Depois, porque o lado mais interventivo – nesse sentido tradicional atribuído à música de intervenção e que tem a ver com os textos –, apesar de se focar, muitas vezes, sobre a realidade social e mesmo económica, é mais um trabalho de reflexão e de pensamento, sem certezas definitivas nem mensagens, do que um libertar de palavras de ordem e comunicados fechados, como normalmente acontece com a música de intervenção mais típica.
Consideram a vossa participação na Festa do Avante! como momentos relevantes no vosso percurso? Porquê?
Bem, eu estive na primeira Festa do Avante!, na antiga FIL, onde fui ver o Archie Shepp, meu herói da altura. E estive em todas as Festas até à primeira realizada na Atalaia, em 1990, salvo erro, guardando memórias inesquecíveis de quase todas. De modo que tocar na Festa do Avante! era naturalmente um desejo muito perseguido, posso dizer que por mais de 30 anos. Quando finalmente isso se concretizou, em 2017, tal coincidiu com o centésimo aniversário da Revolução de Outubro e desde logo vimos nisso um signo auspicioso – um novo capítulo se abria…
Assim foi, em 2020, quando, em plena pandemia, a Festa do Avante se tornou um dos poucos e raros refúgios para a continuidade da actividade cultural e musical. E agora, quando os ecos da pandemia se começam a desvanecer e a actividade cultural reemerge em força, a Festa do Avante! não podia faltar como espaço natural da liberdade cultural.
Vêm à Festa dois anos depois de terem passado pela Atalaia, em plena pandemia, num dos poucos concertos que, nessa altura, tal como os outros artistas, foi possível fazerem. O regresso à libertação dos constrangimentos, que é notória no público, é também sentida por quem está no palco?
O que se passa no público é absorvido por quem está no palco e se, em 2020, os concertos eram frios e, de certo modo, estranhos e aberrantes, reflexo das restrições sanitárias que era necessário cumprir e que colocavam o público numa espécie de camisa-de-forças emotiva, com o progressivo alargamento e desaparecimento dessas restrições e com o público a manifestar-se de forma ainda mais expressiva do que antes da pandemia, como se objecto de repentina descompressão, claro que essa expressividade explosiva é também sentida por quem está no palco, voltando os concertos a ser locais físicos de grande gregarismo e comunhão colectiva.
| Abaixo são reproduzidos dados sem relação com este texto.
PR #116, opened 2021-11-01
Display router timeout if available

krithika369:
This PR addresses edge cases from https://github.com/gojek/turing/pull/115

* Show the router timeout value only if available (new routers would not have a `config` property)
* Show "Not available" in place of router timeout if it is currently updating (rationale: when the router is updating, it is not clear if this value belongs to the new config or old config).

### DIFF
--- a/ui/src/router/details/components/router_details_header/RouterDetailsPageHeader.js
+++ b/ui/src/router/details/components/router_details_header/RouterDetailsPageHeader.js
@@ -1,13 +1,15 @@
 import React from "react";
-import { EuiBadge, EuiText } from "@elastic/eui";
+import { EuiBadge, EuiTextColor } from "@elastic/eui";
 import { DateFromNow } from "@gojek/mlp-ui";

É possível que ainda subsistam medos da pandemia, até porque ela continua a existir, mas a acontecer são muito residuais e não detectáveis no meio da multidão…
O alinhamento que vão apresentar inclui temas novos, eventualmente de um próximo disco? Tem canções do último álbum e do EP Tricot, que gravaram com Pedro Sousa? Como está pensado o espectáculo que vão mostrar na Festa do Avante!?
Vamos à Festa do Avante! tocar na íntegra o nosso último álbum, No Fim Era o Frio, saído no último trimestre de 2019 e cuja divulgação foi interrompida pela pandemia. Depois, se houver tempo disponível, tocaremos alguns outros temas do nosso reportório. Quanto ao Tricot, com o Pedro Sousa, estamos a trabalhar para um espectáculo com os temas do EP e outros novos, também compostos obedecendo aos mesmos parâmetros de improviso, mas a estrear só em Janeiro de 2023.